**YOUR ASSIGNMENT**
Start at the first line of the material below and retype each line through the one containing "### LINKED ISSUE #239: Prepending", exactly.

**SOURCE MATERIAL**
PR #244, opened 2020-10-26
Add some minor clarifications.

### LINKED ISSUE #239: Prepending or conversion of a sequence possibly not exact enough explained
In section 3 'Terminology' the idea of prepending a sequence of items to an I/O queue, or converting a list of items into an I/O queue is explained.  The described mechanisms work only, if the particular end-of-queue item is not present in the source.  Even if we accept for a moment, that an unreliable external source can never accidentally add an end-of-queue item to a sequence or a list, a sequence or a list may still contain this item.  This is because an I/O queue itself is a list, which in turn is an ordered sequence per definition.  So speaking of a sequence/list of items does not preclude the presence of an end-of-queue.
In
> To prepend a sequence of items, insert those items, in the given order, before the first item in the queue.

the possibly present end-of-queue item MUST NOT be inserted into a destination I/O queue, unless it is empty.
Similar for conversion.  IMO one should adapt the wording here to account for this exceptional situation.

Wolf Lammen

### LINKED ISSUE #243: Questionable conversion in BOM Sniff
In section 6.1 under the topic **BOM sniff** I read

> 1. Let BOM be the result of peeking 3 bytes from ioQueue, converted to a byte sequence.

**SOLUTION TO THE PROBLEM**
PR #244, opened 2020-10-26
Add some minor clarifications.

### LINKED ISSUE #239: Prepending or conversion of a sequence possibly not exact enough explained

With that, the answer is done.